カナダ・オンタリオ発のプログレッシヴ・ロック・デュオ=Crown Lands(クラウン・ランズ)
インストゥルメンタル作品を経て完成した待望のスタジオ・アルバム『Apocalypse』
2015年にカナダ・オンタリオで結成以降、時代の概念を超越したサウンドを奏でてきたデュオ、Crown Lands(クラウン・ランズ)。2020年発表のセルフタイトル・デビュー作『Crown Lands』は、カナダの音楽賞ジュノ・アワードにおいて「Breakthrough Group of the Year」を見事獲得、Dave Cobbがプロデュースを手掛けたことでも話題を呼んだ。2023年にはセカンド・アルバム『Fearless』を発表。2025年にインストゥルメンタル作品『Ritual I』『Ritual II』を立て続けにリリースし、サウンド・デザインや作品がもつ世界観を拡げてきた。
Kevinは次のように語る。「ホームスタジオで制作した『Rituals』は、すべての工程を自分たちで担う初めての本格的な試みだった。そしてあのアルバムが、メジャーレーベル規模の予算や豪華なスタジオがなくても、自分たちの空間でCrown Landsの作品を作ることができるという確信を与えてくれたんだ」。

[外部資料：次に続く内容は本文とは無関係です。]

PR #1725, opened 2021-08-04
Adds a filter on the list of included libraries

thomasplevy:
## Description

Required by https://github.com/gocodebox/lifterlms-helper/pull/29

This fixes an issue encountered in phpunit test suites for our library add-ons (REST, Blocks, and Helper). Since the LifterLMS core is required by the add-ons and the PHP files are included slightly differently in the test suites than how it would be included in an actual WP site the tests that evaluate whether or not the lib should be loaded (because the plugin doesn't exist) will always show the library should be loaded in the phpunit environment.

This adds a filter which will allow us to force the library to not be loaded during testing.

The filter can also be leveraged by 3rd parties to disable the libraries in a different way (we currently have constants to allow this also so, slightly redundant but...)

## How has this been tested?

+ Manually
+ Unit tests (in the helper)

## Types of changes

+ Bugfix

## Checklist:


eri-trabiccolo (changes requested):
The actual change is good to me but the PR itself is a little bit messy meaning that it includes commits which do not pertain to it.

thomasplevy:
woops, i realized i hand't pushed this at the very end of the day and I had staged commits on dev building the next release. I'll fix it up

その作業で掴んだ自信は今作『Apocalypse』に明確に反映されている。アルバムの大部分は外部スタジオを使用せず、2020年以降バンドが活動拠点としてきた同じ部屋で作曲・録音された。(1/2)
発売・販売元 提供資料(2026/03/06)
今作『Apocalypse(黙示録)』は、ブラックスターによるカラゴン侵攻から故郷サーゴン・プライムの崩壊までを描いた壮大なるコンセプト・アルバムだ。アルバムのオープニングを飾る躍動感あふれる(1)「ProclamationI」、70年代のロックの空気感を内包した(2)「Foot Soldiers Of The Syndicate」、フルートの優しく穏やかな音色が郷愁を誘う(6)「The Revenants I」など聴き応えのある楽曲が並ぶ。そして圧巻なのは、本編ラストを飾るタイトル・トラック(7)「Apocalypse」だ。音楽的にも物語的にもアルバム全体を支える19分の壮大な叙事詩は、先行リリースされるや否や、ファンの度肝を抜いた。間違いなく今作の核となるこの楽曲は、インストゥルメンタル・セクション、古いリフ、新たにインスピレーションを得た多くのフレーズから構築し、ホワイトボードに配置図を描きながら各セクションの溶け込み方を模索したという。Codyにとって最も印象的なパートは、別の楽曲のアイデアとして生まれたというファルセット・ボーカルへの突然の転調パートだ。「単独の曲として試した後、この曲に組み込むことにした。文脈の中で聴いた瞬間、完璧にフィットしたんだ」と語る。また、バンドとして初めて多重ヴォーカル・ハーモニーを導入したことも触れておきたい。「これまで意図的に避けてきた手法だが、今回は挑戦するべきタイミングだと感じた」とCodyは付け加える。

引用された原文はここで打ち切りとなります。